Payout by Charities Over 50 Years
8 Pages Posted: 19 Sep 2011
Date Written: September 12, 2011
Abstract
This proposal would require a section 501(c)(3) charitable organization to spend or distribute a gift, both as to principal and interest, over the 50 years following receipt of the gift. The goal of the rule is to increase the good that comes from charitable deductions and reduce the administrative burden. Within broad definitions of charity, the worthiness of a charity is defined more by process than by detailed substantive rules — a donor can be presumed to be trying to do the most good with his money. The world changes over time, however, and after 50 years it is different. The 50-year payout requirement would strengthen the tie between the wisdom of the donor and the most pressing needs of the times.

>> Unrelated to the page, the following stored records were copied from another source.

PR #540, opened 2025-04-22
♻️ refactored output module

nquetschlich:
resolves #539


src/mqt/bench/benchmark_generation.py
```diff
@@ -450,50 +444,97 @@ def get_benchmark(
...
+
+
+def get_default_qasm_output_path() -> str:
+    """Returns the path where all .qasm files are stored."""
+    return str(resources.files("mqt.bench") / "viewer" / "static" / "files" / "qasm_output")
+
+
+def get_zip_folder_path() -> str:
+    """Returns the path where the zip file is stored."""
+    return str(resources.files("mqt.bench") / "viewer" / "static" / "files")
```
burgholzer, line 486: More of a side comment unrelated to this PR, but that I noticed because these functions were moved over from the utils module as part of this PR:
These paths no longer seem right as the viewer no longer exists and the generated files do no longer belong inside the `mqt.bench` package.
Furthermore, the name `get_default_qasm_output_path` is no longer really suitable for the future, as we will not only be exporting QASM files (QPY being the easiest extension)

Maybe they aren't needed entirely after the generation logic has been dropped.

src/mqt/bench/output.py
burgholzer, line 1: Could we already make this slightly more modular?
In the future, this will not only be used for exporting QASM files.
The existing function already does two things that could be separated:
- getting a string representation of a quantum circuit program in some format
- generating a dedicated header for MQT Bench

We probably want the header in all different kinds of outputs in one way or another. So I think it makes sense to have this as a separate function.
In addition, I believe it should be possible to make this slightly more efficient by directly writing to a file (header first, then actual content) and avoiding serialising the program to a string.

Let's try to be as forward thinking as possible here to create a structure that we can easily extend in the future.
It probably makes sense to create some kind of StrEnum for the types of outputs we support.
I would guess that the header function needs to have that as input as well in order to know how to prepare the appropriate header for the respective program.
QPY would be good to incorporate here because it is a binary format that needs different handling than the text-based formats we currently support.

burgholzer (changes requested):
Thanks for pushing this forward!

I think this is already a good step in the right direction. However, let's take this a step further and make this ready for further future extensions.

src/mqt/bench/benchmark_generation.py
burgholzer: Great 👍🏼 then let's remove them

src/mqt/bench/cli.py
```diff
@@ -23,56 +26,127 @@ def format_help(self) -> str:
...
+        output_format=str(fmt.value),
+        target_directory=args.target_directory,
+    )
+    if not success:
+        sys.exit(1)
+    # Optionally, inform user of file location if saving
+    if args.save or fmt == OutputFormat.QPY:
+        ext = "qasm" if fmt in (OutputFormat.QASM2, OutputFormat.QASM3) else fmt.value
+        path = Path(args.target_directory) / f"{filename}.{ext}"
+        print(path)
```
burgholzer, line 148: It would be nice to not replicate too much logic here.
Can we somehow centralise this in the `output.py` file?
This is not so different to writing to a file. It just writes to stdout instead.

src/mqt/bench/cli.py
```diff
@@ -23,56 +26,127 @@ def format_help(self) -> str:
...
+    parser.add_argument(
+        "--device",
+        type=str,
+        help="Device name for mapping stage (e.g., 'ibm_washington').",
+    )
+    parser.add_argument(
+        "--output-format",
+        type=str,
+        choices=[fmt.value for fmt in OutputFormat],
+        default=OutputFormat.QASM2.value,
```
burgholzer, line 78:
```suggestion
        default=OutputFormat.QASM3.value,
```
probably more future proof

src/mqt/bench/cli.py
```diff
@@ -23,56 +26,127 @@ def format_help(self) -> str:
...
+        "--target-filename",
+        type=str,
+        default="",
+        help="Base filename (without extension) for saved output.",
+    )
+    parser.add_argument(
+        "--save",
+        action="store_true",
+        help="If set, save the output to a file instead of printing to stdout (required for 'qpy').",
+    )
```
burgholzer, line 97: I like this addition of writing to a file from the CLI instead of printing to stdout.
I'd probably slightly rephrase the existing help text for the `save` flag to just mention `qpy` as one of the examples that is not available as text-based output.
Additionally, I do not think that the `--target-filename` argument is necessary or helpful, but maybe I am overlooking things. MQT Bench has its naming scheme for files and I am not sure the user should be allowed to mess with it.
Of course, there needs to be some way for the user to specify where things should get stored.

tests/test_cli.py
```diff
@@ -116,3 +102,40 @@ def test_cli_errors(args: list[str], expected_output: str, script_runner: Script
...
+        "--target-directory", target_dir,
+        "--target-filename", target_file,
+    ])
+    # File should exist
+    assert ret_qpy.success
+    # Should output the path to the saved file
+    expected_path = str(Path(target_dir) / f"{target_file}.qpy")
+    assert expected_path in ret_qpy.stdout
+    # File should exist
+    assert (tmp_path / f"{target_file}.qpy").is_file()
```
burgholzer, line 141: Might be better as individual smaller tests to kind of keep the spirit of a "unit" test.

burgholzer (changes requested):
Many thanks for all the work on this!
I really like where this is going.
You'll find detailed feedback in the inline comments.
Most likely, this will be good to go after this feedback round.

simon1hofmann:
> Many thanks for all the work on this! I really like where this is going. You'll find detailed feedback in the inline comments. Most likely, this will be good to go after this feedback round.

Thanks a lot for the detailed and helpful review, I tried to include all comments and suggestions.

burgholzer (approved):
Nice work, this is looking great!
I especially like the thoroughness of the added tests!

The requirement would also diminish the problems from charitable boards that are accountable on substance to nobody but themselves. A board without competition, recent donations, or meaningful substantive accountability should lose its special claim to control the money over time. A charity with continuing support, however, would not go out of business. The accounting would treat the earliest gifts as given out first, so that an active charity with both new contributions and high expenditures would have long since distributed its old funds.
This proposal is made as a part of the Shelf Project, which is a coalition to improve the efficiency and rationality of the income tax. Shelf Project proposals raise revenue, while also making the tax system more efficient and reducing deadweight loss. For tax rate increases, by contrast, deadweight loss is an additive, not an offset.